Maximum Risk Fleet Annual Return and Gross Revenue.

Return	2014	2015	2016	2017
MR Clean New	0.00	0.00	0.00	0.00
MR Clean 5 Year	2.27	45.11	−6.30	31.02
MR Clean 10 Year	6.27	49.11	1.70	31.02
LR Clean New	0.00	0.00	0.00	0.00
LR Clean 5 Year	26.21	54.46	−24.92	32.26
LR Clean 10 Year	26.21	44.46	−18.92	32.26
LR Dirty New	0.00	0.00	0.00	0.00
LR Dirty 5 Year	32.65	29.56	−7.15	38.07
LR Dirty 10 Year	35.53	57.42	−15.53	38.76
AFRAMAX New	0.00	0.00	0.00	0.00
AFRAMAX 5 Year	57.05	54.48	−25.85	50.58
AFRAMAX 10 Year	56.07	80.64	−26.47	71.45
SUEZMAX New	0.00	0.00	0.00	0.00
SUEZMAX 5 Year	0.00	0.00	0.00	0.00
SUEZMAX 10 Year	80.57	87.34	−15.75	68.20
VLCC New	0.00	0.00	0.00	0.00
VLCC 5 Year	0.00	0.00	0.00	0.00
VLCC 10 Year	62.91	79.15	−11.57	74.01
Total	385.76	581.74	−150.76	467.62
Grand total	1,284.36

Source: The authors.

Findings using the maximum risk from the Risky Asset Pricing model indicate that at the end of 2017 the total return is US$1,284.36 million since the creation of the fleet in 2014 (Tables 11–13).

Results and Discussion

This research examines the management and optimization of fleet management of a shipping company through the control algorithms. Finding an algorithm that will reduce a marine company’s exposure to risk by diversifying its fleet composition is one way to make it dominant. Classic portfolio management through risk minimization is clearly ineffective, as it seems to reduce performance below what is a random or evenly distributed fleet. By comparing three methods, it is clear that the Risky Asset Pricing model is superior, as it optimizes the fleet over the excess present value of ships with an effective 25% over an accidental fleet and 60% over the conventional minimum risk method. In essence, this algorithm looks for solutions where the demand for ships is low but has enormous fluctuation potential. It is basically looking to find ships that are at high risk with great potential for price increases to give the investor possible big returns on which the most successful players in shipping operate.
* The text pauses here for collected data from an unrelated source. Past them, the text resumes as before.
PR #9846, opened 2026-06-10
feat: allow a screen to span multiple columns in the layout grid

mikhailvs:
### Problem

The server layout grid allows one neighbor per direction, so a physically large screen (e.g. an ultrawide spanning the width of three laptops below it, or a portrait monitor next to two stacked screens) can't be represented: moving the cursor toward it only ever reaches one of the screens.

### Solution

A screen can now be resized to span multiple grid cells by dragging its right or bottom edge, directly in the layout grid (no dialog). A screen spanning N cells sits next to several neighbors at once, and the generated config maps the overlap onto the link range syntax the server already supports:

```
section: links
    wide-desktop:
            down(0,33) = laptop-1
            down(33,67) = laptop-2
            down(67,100) = laptop-3
    laptop-2:
            right = laptop-3
            left = laptop-1
            up = wide-desktop(33,67)
```

No core/server changes needed — the parser and cursor position mapping (CellEdge intervals) handle ranged links already; only the GUI couldn't express them.

### Implementation notes

- The screen stays anchored in its top-left cell; covered cells stay empty in the ScreenList and screenIndexAt() resolves which screen covers a cell
- The grid renders spans with QTableView::setSpan; drag-resize handles appear on the right/bottom edges (cursor changes to a resize arrow)
- A resize that would push the span out of the grid or over an occupied cell is rejected; drops and new clients respect spans too
- Spans round-trip through settings and the drag-and-drop mime stream, and are clamped on load if the grid no longer fits them
- Width and height are symmetric — same handling, same link generation

### Screenshots

`wide-desktop` spans three columns, `tall-display` spans two rows:

## AI tools used for this PR

Claude Code (Claude Fable 5, `claude-fable-5`) was used to implement the feature, write the unit test, and generate the screenshots. All changes were reviewed and tested manually.

## Fixed/related issues

None

## How has this been tested?

- New `ScreenTests::span()` unit test covering default values, clamping, equality, and settings round-trip for both width and height; full unit test suite passes
- Built and tested on Fedora 43, Qt 6.10.3, GNOME Wayland
- In daily use on a real 4-computer layout: a Linux server spanning 3 columns above three macOS clients
- Generated config verified against the core parser (ranged links such as `down(0,33)` / `up = name(33,67)` parse and route the cursor correctly)

### DIFF
--- a/src/lib/gui/ScreenSetupModel.h
+++ b/src/lib/gui/ScreenSetupModel.h
@@ -1,5 +1,6 @@
 /*
  * Deskflow -- mouse and keyboard sharing utility
+ * SPDX-FileCopyrightText: (C) 2026 Mikhail Slyusarev <slyusarevmikhail@gmail.com>
  * SPDX-FileCopyrightText: (C) 2012 Synergy App Ltd
  * SPDX-FileCopyrightText: (C) 2008 Volker Lanz <vl@fidra.de>
  * SPDX-License-Identifier: GPL-2.0-only WITH LicenseRef-OpenSSL-Exception
@@ -25,6 +26,11 @@ class ScreenSetupModel : public QAbstractTableModel
   friend class ServerConfigDialog;
 
 public:
+  // QSize(width, height), in grid cells, of the screen at the index -- so a
+  // delegate can distinguish a 1x1 screen from a spanning one, and a wide span
+  // from a tall one, without reaching into the model
+  static constexpr int SpanRole = Qt::UserRole + 1;
+
   ScreenSetupModel(ScreenList &screens, int numColumns, int numRows);
 
   static const QString &mimeType()
@@ -54,6 +60,10 @@ public:
   QMimeData *mimeData(const QModelIndexList &indexes) const override;
   bool isFull() const;
 
+  //! Resize the screen anchored at the given cell, rejecting spans that
+  //! would leave the grid or cover an occupied cell
+  bool trySetSpan(int column, int row, int width, int height);
+
 Q_SIGNALS:
   void screensChanged();
 
@@ -82,6 +92,10 @@ private:
   ScreenList &m_Screens;
   const int m_NumColumns;
   const int m_NumRows;
+
+  // set by dropMimeData when it moves a screen within the grid, so startDrag
+  // knows the source was already handled and only a trash drop must clear it
+  bool m_dropHandled = false;
 
   static const QString m_MimeType;
 };
--- a/translations/deskflow_it.ts
+++ b/translations/deskflow_it.ts
@@ -907,8 +907,8 @@ Inoltre, verifica di poter %1 il file di configurazione del server: %2</translat
 <context>
     <name>ScreenSetupModel</name>
     <message>
-        <source>&lt;center&gt;Screen: &lt;b&gt;%1&lt;/b&gt;&lt;/center&gt;&lt;br&gt;Double click to edit settings&lt;br&gt;Drag screen to the trashcan to remove it</source>
-        <translation>&lt;center&gt;Schermo: &lt;b&gt;%1&lt;/b&gt;&lt;/center&gt;&lt;br&gt;Fai doppio clic per modificare le impostazioni&lt;br&gt;Trascina lo schermo nel cestino per rimuoverlo</translation>
+        <source>&lt;center&gt;Screen: &lt;b&gt;%1&lt;/b&gt;&lt;/center&gt;&lt;br&gt;Double click to edit settings&lt;br&gt;Drag screen to the trashcan to remove it&lt;br&gt;Drag the right or bottom edge to span more cells</source>
+        <translation>&lt;center&gt;Schermo: &lt;b&gt;%1&lt;/b&gt;&lt;/center&gt;&lt;br&gt;Fai doppio clic per modificare le impostazioni&lt;br&gt;Trascina lo schermo nel cestino per rimuoverlo&lt;br&gt;Trascina il bordo destro o inferiore per estendersi su più celle</translation>
     </message>
 </context>
 <context>
--- a/src/lib/gui/ScreenSetupModel.cpp
+++ b/src/lib/gui/ScreenSetupModel.cpp
@@ -1,5 +1,6 @@
 /*
  * Deskflow -- mouse and keyboard sharing utility
+ * SPDX-FileCopyrightText: (C) 2026 Mikhail Slyusarev <slyusarevmikhail@gmail.com>
  * SPDX-FileCopyrightText: (C) 2025 Chris Rizzitello <sithlord48@gmail.com>
  * SPDX-FileCopyrightText: (C) 2012 Synergy App Ltd
  * SPDX-FileCopyrightText: (C) 2008 Volker Lanz <vl@fidra.de>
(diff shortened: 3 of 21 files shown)


sithlord48:

mikhailvs:
> Hello, Thanks for taking the time to contribute. It seems that this pull request does not conform to our standards. Please review our [Hacking Guide](https://github.com/deskflow/deskflow/wiki/Hacking-Guide).

Thanks for pointing me to that, I've updated the pr body and status to match the doc.

sithlord48 (changes requested):
All the layout related stuff needs to happen in the layout tab not in a dialog. The solution is not to allow computers to span columns in the grid layout but to better communicate the whole edges can be split and the splits linked. This could be an issue w/ a few of these you will fill the allowed screens very quickly since your making each machine take up N columns. Each machine is one cell in our grid and should remain this way.

Lets see if we do this without spanning the grid sections and without needing open the dialog to enter this info

amagus:
Why only wide screens? Can't we have long vertical screens?

sithlord48 (commented):
Other things to note. 

Transaltions need to have translations added using google translate is fine for this
~~What if i my monitor is tall ?~~ (i see amagus asked first)

mikhailvs:
@sithlord48 @amagus Since the feedback is largely design related, if you don't mind before I go into a direction on the basis of my interpretation, can you help me understand a few things?

1. Layout not configured in dialog: I agree, it's better to configure layout directly in the layout ui that already exists. My thought is to use a drag-resize handle to change the span of the monitor. Does that work for you, or did you have something else in mind?
2. One cell per screen/expose edge-splitting: I think exposing edge splitting, while more general, is going to be pretty confusing. It'll require a mental model to match the abstraction in code, which will be difficult to make usable. The mental model I'm working with is roughly "my monitor is wide" not "which behaviors must I define around the edges of the screens I interact with to model a wide monitor". wrt the "fills grid quickly" worry, the span consumes cells because the cells represent physical space, which a large monitor occupies, not to mention the grid size is already configurable (server/gridWidth/gridHeight).
3. Tall screens is a good point, and I think it fits with the drag-handle idea.

I'm happy to implement the feature however is best, but I do want to make sure the direction I go in is acceptable to you. Thanks again for reviewing.

sithlord48:
The grid size is NOT configurable. For all intents and purposes it is always 5x3. Yes i know its in the configuration but its not really something users can change.(or we know works if they do) We have 15 "slots" for a computers to be located at. 

Being able to make the screens wider or taller by dragging is a good start. But mixing the edge spiting w/ spanning is asking for trouble. I think we ultimately need to move away from showing the layout the way we do all together. 

You also should not be adding yourself to any of the copyright stuff , Since you didn't write any of the code

> Claude Code (Claude Fable 5, claude-fable-5) was used to implement the feature, write the unit test, and generate the screenshots. All changes were reviewed and tested manually.

mikhailvs:
Ok, here's where I landed after rereading your comments:

1. Direction: I'll take "wider or taller by dragging is a good start" as the plan, drag-resize handles on the screen right in the layout grid (width and height), spinbox and dialog gone. If you had something different in mind, let me know before I start.
2. wrt mixing edge splitting with spanning, I think we might be describing the same thing from different ends. The span just compiles down to split links in the generated config (down(0,33) = a, down(33,67) = b, etc), there's no second mechanism in the PR. If there's a specific scenario you're worried about can you describe it? I don't want to miss a real footgun.
3. wrt filling the grid, a spanning screen does take extra cells, but cells aren't computers, you still get 15 machines unless the layout actually has that much physical width in it. Seemed like the right trade to me, but open to changing it if there's a constraint I'm not seeing.
4. Copyright: I don't care about having my name in there. Per the hacking guide the options are my name or (C) Deskflow Developers, fwiw Anthropic's terms assign output rights to the user and claim no ownership, so attributing to them isn't a thing. Tell me which you want and I'll amend.

Bottom line, I use this app every day and this change makes a real difference on my setup, so I'm happy to do the rework once the direction is confirmed

sithlord48:
Sounds good lets get this improved for everyone !

translations/deskflow_it.ts
```diff
@@ -908,7 +908,11 @@ Inoltre, verifica di poter %1 il file di configurazione del server: %2</translat
     <name>ScreenSetupModel</name>
     <message>
         <source>&lt;center&gt;Screen: &lt;b&gt;%1&lt;/b&gt;&lt;/center&gt;&lt;br&gt;Double click to edit settings&lt;br&gt;Drag screen to the trashcan to remove it</source>
-        <translation>&lt;center&gt;Schermo: &lt;b&gt;%1&lt;/b&gt;&lt;/center&gt;&lt;br&gt;Fai doppio clic per modificare le impostazioni&lt;br&gt;Trascina lo schermo nel cestino per rimuoverlo</translation>
+        <translation type="vanished">&lt;center&gt;Schermo: &lt;b&gt;%1&lt;/b&gt;&lt;/center&gt;&lt;br&gt;Fai doppio clic per modificare le impostazioni&lt;br&gt;Trascina lo schermo nel cestino per rimuoverlo</translation>
```
sithlord48: You should build this locally with the option to "CLEAN_TR" files this will remove those vanished (no longer used) strings.

sithlord48 (changes requested):
I will try this out later if i get a chance . This looks like too much code for this but i've not really looked into this , its possible we can do this in a more simple way. I have new review later but for now this one item can be done

sithlord48:
@mikhailvs  You will need to remove your merge we can not land any code with merges (per repo rules) Always rebase .

sithlord48:
Quick tested this (mostly for the gui) i do like the spanning may want to be able to resize from any corner. I do not like how it works on the grid with the wider items its  bit hard to see maybe we should consider outlining them. Another thing i noticed is that when we have a tall monitor its label is not vertically centered.  

The config edits look good to .. 

found a weird gui bug too tried moving the wide monitor up then to the middle cell then back to the lower row and when doing that this happened (for some reason they were both selected also) 
Screenshot_20260613_205508

upon saving and reentering they are not selected but sill not it a good place

Screenshot_20260613_205848

src/lib/gui/ScreenSetupModel.h
```diff
@@ -25,6 +26,9 @@ class ScreenSetupModel : public QAbstractTableModel
   friend class ServerConfigDialog;
 
 public:
+  // true when the screen at the index spans more than one cell
+  static constexpr int SpanRole = Qt::UserRole + 1;
```
sithlord48, line 32: If my screen is 2x2 this single role will not work better to add a `WidthRole` and `HeightRole` OR a single role with both as data.

sithlord48 (changes requested):
Do remember to rebase upon master.

Will have time to test later on.

sithlord48:
Still have the same problem w/ being able to place them in a corner . they are also impossible to move 1 cell towards the expansion. The coloring and border outline is too much they look selected always.

mikhailvs:
Ok, here's where I landed after the last couple rounds:

1. wrt the placement/movement bugs, `QTableView::setSpan` was collapsing drop hit-testing anywhere inside a span back to the anchor cell, so the target kept resolving to the screen's current position. I switched the drop target to `columnAt`/`rowAt`, and the move now picks up the screen's whole footprint and, if the destination's occupied, swaps that one screen back to the source anchor in one shot. So a span can move by a single cell or into a corner without the layout ending up half-moved or overlapping. Added tests for those cases plus rejecting moves past the edge.
2. The border was using the selection highlight color, which is why it always looked selected. It's a thin neutral outline now, no fill.
3. `SpanRole` now returns `QSize(width, height)`, which covers the `WidthRole`/`HeightRole` comment and gives the delegate both dimensions for cases like 2x2 without reaching back into the model.
4. Tall label is vertically centered now.
5. On translations, the new strings are translated in all six languages, and I checked with `-no-obsolete` (CLEAN_TRS) that there are no obsolete strings left hanging around.
6. Rebased onto master, single commit, no merge.

The one thing I held back is resize from any corner. The top/left grips have to migrate the anchor cell during the resize, which pulls in a fair bit more resize/cursor handling, so my read was it makes more sense as a follow-up. If you'd rather have it here, let me know and I'll do it.

sithlord48:
Still able to over lap them quite easily

mikhailvs:
You're right, I missed this case. The overlap check was looking at each span on its own, so a spanning screen only checked that its own footprint sat on empty cells in storage. A wide screen and a tall screen can cross on a cell that's covered by both, which reads as empty in storage to each of them, so neither check catches it. I changed it to track occupancy across all the screens at once and reject any cell that's claimed twice, and added a test for the wide+tall cross that failed before and passes now. Pushed.

sithlord48:
@mikhailvs please rebase upon master and mark ready for review when its ready for us to review again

Portfolio management through risk minimization is ineffective as it appears to reduce performance. Finally, it is clear that using the expected performance to optimize a fleet is ineffective and offers nothing due to the large variation.

Results are important for investors and companies. In the present study, due to a lack of access to a large number of historical data, perhaps data may be within the same shipping cycle. In order to draw safer conclusions, in future research, the composition should be at least 17 years old with current prices at present value.

Also, optimization should be done again for a time period at least 17 years so that a company has experienced at least one full shipping cycle. In such a model, the fleet should also be reorganized at regular intervals.